PR #628, opened 2026-07-15
feat(audience): per-field operators for incoming ESP field criteria

miguelpeixe:
### All Submissions:

Publishers can now assign a per-field **segmentation operator** to each incoming ESP field (in **Audience → Connections → _integration_**), so those fields become usable Campaigns segment criteria instead of a free-text / exact-match box. The chosen operator drives both the control the segment editor renders and how readers are matched:

- **Text** (`default`) — free text, exact match (the prior default)
- **Number** (`range`) — numeric min/max; decimals allowed
- **Single value** (`default`) / **Multiple values** (`list__in`) — for enumerated fields; "Multiple values" matches ActiveCampaign's `||A||B||` multi-value format **client-side** (segments are matched in the browser; only the server side parsed this before)

**Operator choices are constrained by the field's `value_type`** so a conflicting type can't be picked — a `date`/`datetime` field offers Text only (real date matching is Phase 2), a multi-value field offers Multiple only, and so on. Integrations declare the `value_type`; the framework falls back to a has-options heuristic for fields left as plain `string`.

The `{ field_key => operator }` choice is persisted per field and flows consistently: admin save → REST sanitize → storage (in the field's `raw_data`) → the settings API → the segment editor's control selection → the client-side matchers. It works for **any** reader-activation integration — the stored operator is re-applied after each integration's `configure_incoming_field()`, so a non-ESP integration (e.g. newspack-manager's ActiveCampaign) that derives its own defaults doesn't clobber the publisher's choice.

**The built-in ESP integration now declares `value_type` too.** newspack-plugin's `ESP` class (fed by newspack-newsletters) already consumed `value_type` / `matching_function` / `options` from each provider's field schema, but both providers emitted `value_type => 'string'` for every field. This PR teaches them to map their own field types, so a reader synced through the **standard** ESP path gets the same type-constrained operators as the managed path:

- **ActiveCampaign** — `dropdown`/`radio`/`listbox` → `select`, `checkbox`/`multiselect` → `multiselect`, `date` → `date`, `datetime` → `datetime`. This mirrors newspack-manager's AC integration (https://github.com/Automattic/newspack-manager/pull/657) so the **same AC field types identically** whether a contact syncs via newspack-newsletters or the managed integration.
- **Mailchimp** — `dropdown`/`radio` → `select`, `date`/`birthday` → `date`, `number` → `number` (range-matched, default operator `range`); text/phone/url/zip/etc. stay `string`.

Also included: the numeric `range` value schema now permits decimals; the client `list__in`/`list__not_in` matchers parse AC's `||`-delimited values; plus an `n test-js` tooling fix (newspack-plugin's pnpm package name diverges from its directory) and a PHP 8.0-safe list check (avoids `array_is_list()`, which is 8.1+).

**Companion PR:** newspack-manager's **managed** ActiveCampaign integration — a separate reader-activation integration from the newspack-newsletters ESP path above — gets the same treatment in [Automattic/newspack-manager#657](https://github.com/Automattic/newspack-manager/pull/657): the same `value_type` mapping plus fetching its option choices. The two **depend on each other — land together.**

**Out of scope (Phase 2):** date-range matching. Date and datetime fields are selectable and correctly typed (as distinct `value_type`s), but offer only Text for now.

Ref: NPPD-2047.

**Automated** (green in an isolated env):
- newspack-plugin: `n test-php --filter Test_Integrations` (68) and `--filter Test_ESP` (22); `n test-js` (335)
- newspack-popups: `n test-php --filter SchemasTest` (21); `n test-js` (61)
- newspack-newsletters: `n test-php --filter IntegrationsSchema` (14 — AC + Mailchimp `value_type` / `matching_function` mapping)

**Manual** (with [newspack-manager#657](https://github.com/Automattic/newspack-manager/pull/657) active + an ActiveCampaign connection):
1. In **Audience → Connections → ActiveCampaign**, enable incoming fields of several AC types (a text/amount field, a `date`, a `dropdown`, a `checkbox`).
2. Confirm the per-field operator dropdown is **constrained by type**: date → Text only; checkbox/multiselect → Multiple values only; dropdown/radio/listbox → Single/Multiple; text → Text/Number; score → Number.
3. In **Audience → Campaigns → Segments**, add each as a criterion and confirm the rendered control matches: min/max for **Number**; checkboxes (with the field's real option choices) for **Multiple**; a dropdown for **Single**; a text box for **Text**.
4. Confirm matching: with **Number** `max = 100`, a reader whose value is `50` matches and `150` doesn't; a decimal like `49.99` saves without a validation error; a **Multiple** criterion against a reader value `||A||C||` matches on `A`.
5. Regression: existing default criteria (Articles read range, Subscribed lists), plain text fields, and outbound metadata fields are unchanged.
6. **Standard ESP path** (no newspack-manager): with a **Mailchimp** or **ActiveCampaign** connection via newspack-newsletters, enable a `date`, a `dropdown`/`radio`, and (Mailchimp) a `number` merge field, then confirm the same type constraints — date → Text only; dropdown/radio → Single/Multiple; Mailchimp `number` → Number.

### Other information:


plugins/newspack-plugin/includes/reader-activation/integrations/class-integration.php
```diff
@@ -637,11 +637,11 @@ public function get_enabled_outgoing_fields() {
...
 	 *
-	 * @param string[] $keys Array of field keys to enable.
+	 * @param array $fields Array of field keys, or a map of key => matching_function.
 	 *
 	 * @return bool True if updated, false otherwise.
 	 */
-	public function update_enabled_incoming_fields( $keys ) {
+	public function update_enabled_incoming_fields( $fields ) {
 		$available = $this->get_available_incoming_fields();
 		if ( is_wp_error( $available ) ) {
```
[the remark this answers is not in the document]
miguelpeixe: Good catch. Added an is_array() guard as the first statement of update_enabled_incoming_fields(), so non-array input no-ops (restoring the pre-change tolerance) instead of fataling on array_values(). Covered by a new test_update_enabled_incoming_fields_tolerates_non_array. Fixed in b16ccc61.

plugins/newspack-plugin/includes/reader-activation/integrations/class-integration.php
```diff
@@ -1136,6 +1161,24 @@ protected function sanitize_settings_field_value( $field, $value ) {
...
+						// Legacy: a plain list of enabled keys, no operator override.
+						foreach ( $value as $key ) {
+							$sanitized[ \sanitize_text_field( (string) $key ) ] = 'default';
+						}
+					} else {
+						foreach ( $value as $key => $operator ) {
+							$operator = is_string( $operator ) ? $operator : 'default';
+							$sanitized[ \sanitize_text_field( (string) $key ) ] = in_array( $operator, $allowed_matching_functions, true ) ? $operator : 'default';
+						}
+					}
```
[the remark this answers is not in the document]
miguelpeixe: Fixed. The legacy plain-list path now stays a list instead of a {key => default} map, so update_enabled_incoming_fields() preserves each field's provider-default matching_function (list entries map to a null = no override). Covered by a new test_sanitize_incoming_metadata_keeps_legacy_list. Fixed in b16ccc61.

plugins/newspack-plugin/includes/reader-activation/integrations/class-integration.php
```diff
@@ -1136,6 +1172,26 @@ protected function sanitize_settings_field_value( $field, $value ) {
...
+							$sanitized[] = \sanitize_text_field( (string) $key );
+						}
+					} else {
+						foreach ( $value as $key => $operator ) {
+							$operator = is_string( $operator ) ? $operator : 'default';
+							$sanitized[ \sanitize_text_field( (string) $key ) ] = in_array( $operator, $allowed_matching_functions, true ) ? $operator : 'default';
+						}
+					}
+					return $sanitized;
+				}
```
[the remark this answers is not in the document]
miguelpeixe: Both incoming-field write paths now drop empty keys: `sanitize_settings_field_value()` skips any key that sanitizes to `""`, and `update_enabled_incoming_fields()` does the same while building the operator map, so a `""` key can no longer be persisted — matching the read-side skip already in `get_enabled_incoming_fields()`. Fixed in 1a192d6.

plugins/newspack-plugin/src/wizards/audience/views/integrations/configure-view.js
```diff
@@ -259,21 +332,47 @@ const ConfigureViewInner = ( { integrations, loading, inFlightChanges, saving, o
...
+									const optionLabel = option.label || option.value;
+									// The stored value for this field is a { key => operator } map, not an array:
+									// a key present means enabled, and its value is the chosen matching operator.
+									const currentMap = getFieldValue( inboundField ) || {};
+									const checked = Object.prototype.hasOwnProperty.call( currentMap, optionValue );
+									const operatorOptions = operatorOptionsForField( option );
+									// If the stored operator isn't among the options offered for this field's
+									// current value_type (e.g. a field enabled before it declared a type), fall
+									// back to the first option so the control never shows a value with no option.
+									const selectedOperator = operatorOptions.some( o => o.value === currentMap[ optionValue ] )
```
dkoo, line 423: **Suggestion:** For a field enabled before its `value_type` was declared (stored operator `'default'`), `operatorOptionsForField()` now offers only the typed operator (e.g. `range` for a number field). `selectedOperator` **displays** `operatorOptions[0]`, but `currentMap[optionValue]` keeps `'default'`, and with a single option the `SelectControl`'s `onChange` can never fire to persist the fallback — so the effective operator stays `'default'` while the UI shows 'Number'. Reader matching for these fields is unchanged from before this release (the segment editor and content-gate read the same stored operator), so this is a config-screen label mismatch rather than a matching regression — but a numeric field mislabeled 'Number' can mislead a publisher into leaving a range gate that (as exact-match) admits no one. Consider persisting the reconciled operator, e.g. a one-time on-read backfill, when the stored operator isn't valid for the field's declared `value_type`.

plugins/newspack-popups/src/criteria/matching-functions.js
```diff
@@ -63,7 +84,10 @@ export default {
 			return false;
 		}
 		const { min, max } = config.value;
-		if ( ( min && criteria.value < min ) || ( max && criteria.value > max ) ) {
+		// Treat only genuinely-absent bounds ( undefined / null / '' ) as unbounded, so a
+		// min or max of 0 is still enforced — matching the server's (float) min/max compare.
+		const hasBound = value => undefined !== value && null !== value && '' !== value;
```
dkoo, line 95: **Suggestion:** The comment says `hasBound` matches "the server's (float) min/max compare," but the server floors an absent `min` at `0` and caps an absent `max` at `PHP_INT_MAX` (`class-promoted-fields.php`), whereas the client treats absent / `null` / `''` bounds as fully unbounded. They diverge for a negative reader value with an unset lower bound (server excludes, client includes) and for non-numeric reader values (server coerces to `0.0` and can match; the client's `isNaN` guard fails closed). ESP numeric fields are typically non-negative so impact is narrow — either default the client's absent lower bound to `0`, or soften the comment to note parity holds only when the bound is present.

plugins/newspack-plugin/includes/reader-activation/integrations/class-integration.php
```diff
@@ -1197,6 +1253,32 @@ protected function sanitize_settings_field_value( $field, $value ) {
...
+							}
+							$sanitized[] = $key;
+						}
+					} else {
+						foreach ( $value as $key => $operator ) {
+							$key = \sanitize_text_field( (string) $key );
+							if ( '' === $key ) {
+								continue;
+							}
+							$sanitized[ $key ] = ( is_string( $operator ) && in_array( $operator, self::ALLOWED_INCOMING_MATCHING_FUNCTIONS, true ) ) ? $operator : 'default';
```
dkoo: **Suggestion:** In the map branch of the incoming-fields sanitizer, an operator not on the allowlist is coerced to `'default'` — itself a valid allowlist member — which then overrides the field's provider-default operator in `update_enabled_incoming_fields()`. For a `multiselect`/`select` field whose real default is `list__in`, a malformed operator silently downgrades matching to exact-match (which never matches a typed field). Only reachable via a crafted REST payload from an already-capability-gated admin, since the UI constrains the dropdown per `value_type` — so risk is minimal. Consider dropping the key (leaving the provider default intact) instead of coercing to `'default'`.

dkoo (approved):
Manually tested end-to-end with an ActiveCampaign contact seeded with custom field values—the corresponding reader account matches segmentation criteria. 

Approve with comments — release risk: LOW. Solid, well-tested feature with no blockers. The `{field_key => operator}` choice flows consistently through save → REST sanitize → storage → settings API → segment editor → client matchers, with a single operator allowlist enforced on every write path and re-applied on read. The map-shape settings change is contained to newspack-plugin's own REST config builder and React UI; all cross-plugin, sync and content-gate consumers read `Incoming_Field` objects, which are unaffected. PHP and JS suites pass in an isolated env, and the Segments editor renders cleanly.

A few things worth a look before merge, none blocking:

1. A field enabled before its `value_type` was declared can **display** a typed fallback operator the UI never persists (config-screen label only — reader matching for those fields is unchanged from before this release, but a numeric field mislabeled 'Number' can mislead a publisher). A one-time on-read reconciliation would resolve it.
2. `valuesMatch()` doesn't compare the new `{key => operator}` map shape, so a net-zero inbound edit reads as dirty and keeps the Save action and unsaved-changes guard armed.
3. The client range matcher's parity comment overstates agreement with the server for absent / negative / non-numeric bounds.
4. An invalid operator in a crafted REST payload coerces to `'default'`, overriding a typed field's provider default (capability-gated admin only).

Four additional nits are noted inline. Verification was partial: the live-ESP operator UI in Audience → Connections needs an ActiveCampaign/Mailchimp connection the review env can't provision, so that surface was reviewed by code + passing schema/mapping tests rather than exercised. Companion newspack-manager#657 must land together.

- `plugins/newspack-plugin/src/wizards/audience/views/integrations/configure-view.js:102` — **Suggestion:** `incoming_metadata_fields` values are now `{key => operator}` objects, but `valuesMatch()` handles only arrays and booleans and falls through to reference equality (`a === b`) for objects. A net-zero inbound edit (toggle a field on then off, or change an operator then change it back) leaves `hasPending` true, keeping the Save action armed and the unsaved-changes navigation guard active for semantically-unchanged settings — the same stuck-dirty problem the array branch was added to avoid. Consider a shallow key-by-key object comparison for the map shape.

plugins/newspack-plugin/src/wizards/audience/views/integrations/configure-view.js
miguelpeixe: Addressed in 5bc0337.

Rather than a write-on-read backfill, the reconciliation is folded into the next save. A new `reconcileOperators()` helper rewrites any **enabled** field whose stored operator isn't valid for its declared `value_type` to that field's first valid option, and the Save action submits the reconciled map alongside the draft.

That repairs the stored operator without the two side effects a true on-read backfill would have had: it never writes during a plain GET, and it never arms the unsaved-changes guard on page load for settings nobody touched. It returns the *same map reference* when nothing needs repair, so a healthy integration still submits only what the user actually edited.

Covered by `reconciles a stored operator that is invalid for the declared value_type`, `returns the same map when every stored operator is already valid`, `never enables a field that is absent from the map`, plus two end-to-end save-payload tests.

plugins/newspack-popups/src/criteria/matching-functions.js
miguelpeixe: Addressed in 5bc0337 — softened the comment rather than changing the matcher.

It now records that parity with the server holds only *while a bound is present*: the server floors an absent `min` at 0 and caps an absent `max` at `PHP_INT_MAX` (`class-promoted-fields.php`), whereas an absent bound here is fully unbounded, so the two diverge for a negative reader value with no lower bound. It also notes the `isNaN` guard fails closed where the server coerces a non-numeric reader value to `0.0`.

Went with the comment rather than defaulting the client's absent lower bound to 0 deliberately: that would change live segment matching on existing sites, which felt like more than a comment-accuracy fix should carry. Happy to switch if you'd rather have true parity here.

plugins/newspack-plugin/includes/reader-activation/integrations/class-integration.php
miguelpeixe: Addressed in 5bc0337.

An operator outside the allowlist now maps to `null` (no override) instead of `'default'`, so `update_enabled_incoming_fields()` leaves the field's provider default intact — a `multiselect`/`select` field keeps its `list__in` rather than being silently downgraded to exact match.

Worth noting the field stays *enabled*; only the operator override is dropped, since dropping the whole key would have discarded the admin's actual intent to enable it. Updated `test_sanitize_incoming_metadata_preserves_operators` to assert both halves of that (`assertArrayHasKey` + `assertNull`).

miguelpeixe:
Thanks for the thorough pass @dkoo — all four points are addressed in 5bc0337. `main` was also merged in first (0792dc0) to clear a conflict in `configure-view.js`/`.scss`, so line numbers have shifted since your review.

**1. Field enabled before its `value_type` was declared displays an operator it never persists**
Fixed. New `reconcileOperators()` helper rewrites any enabled field whose stored operator isn't valid for its declared `value_type` to the first valid option, folded into the next save rather than a write-on-read backfill — so it never writes on a GET and never arms the unsaved-changes guard on page load. Details in the inline thread.

**2. `valuesMatch()` doesn't compare the `{key => operator}` map shape**
Fixed. Added a map branch that compares key-by-key (with an `isMap()` guard that excludes arrays and `null` so the existing branches are untouched), so a net-zero inbound edit no longer reads as dirty. Two regression tests: `treats an equivalent inbound operator map as unchanged` and `still flags a genuinely changed inbound operator map as pending`.

Worth flagging that the *stuck-after-save* case was already benign — `handleSave()` stores the draft by reference, so the reconcile effect cleared the key via identity. What was actually broken is the case you described: toggling a field on then off, or changing an operator and changing it back, left Save and the nav guard armed.

**3. Range matcher parity comment overstates agreement with the server**
Fixed as a comment change. It now says parity holds only while a bound is present, and spells out the absent-`min`-floors-at-0 / absent-`max`-caps-at-`PHP_INT_MAX` divergence plus the non-numeric `isNaN` difference. I deliberately did *not* default the client's lower bound to 0, since that would change live segment matching — say the word if you'd rather have true parity.

**4. Invalid operator coerces to `'default'`, overriding a typed field's provider default**
Fixed. Out-of-allowlist operators now map to `null` (no override) instead of `'default'`, so the provider default survives. The field stays enabled — only the override is dropped.

**Verification:** newspack-plugin JS suite 428/428 (45 suites, 7 new tests); `Test_Integrations` 79, `Test_ESP` 25, `Test_Promoted_Fields` 12 — all green; prettier, ESLint and PHPCS clean on every changed file.

One note for reviewers: the `@wordpress/components` mock in `configure-view.test.js` had no `SelectControl` stub, so no test could render an *enabled* inbound field. Added one — that's what unblocked the new save-payload coverage.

Problem: Find all lines in the records that hold the word "undefined". Copy them.

Reply:
+		// Treat only genuinely-absent bounds ( undefined / null / '' ) as unbounded, so a
+		const hasBound = value => undefined !== value && null !== value && '' !== value;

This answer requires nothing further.